> YOUR TASK:
Scan the entries below and give the number of lines containing "events", with no accompanying words.

(PROVIDED DATA)

PR #9575, opened 2023-02-14
web: Show context menu on long-press on iOS after 0.8 seconds

danielhjacobs:


danielhjacobs:
Quoting nosamu on Discord:

> it seems like the click event is still getting fired after I release the long press, which either immediately selects an option on the menu or immediately dismisses the menu

Quoting myself:

> If it works, I think the best thing would be to set pointer-events to "none" (either directly in or in the timeout of) startLongPressTimer, and set the pointer-events to "" in clearLongPressTimer, maybe after a 0.05 second timeout.

I need someone with iOS to test if disabled pointer-events in this way works to stop the auto-click.

danielhjacobs:
Even though it has the same problems on iOS in its current state, I think I prefer the design of https://github.com/ruffle-rs/ruffle/pull/9598, so closing this.

PR #9588, opened 2023-02-16
web: Build plugin-polyfill.ts into content.ts the 'correct' way

### LINKED ISSUE #9569: web/packages/extension/src/content.ts contains minified code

(End PROVIDED DATA)

> ANSWER TO THIS PROBLEM:
2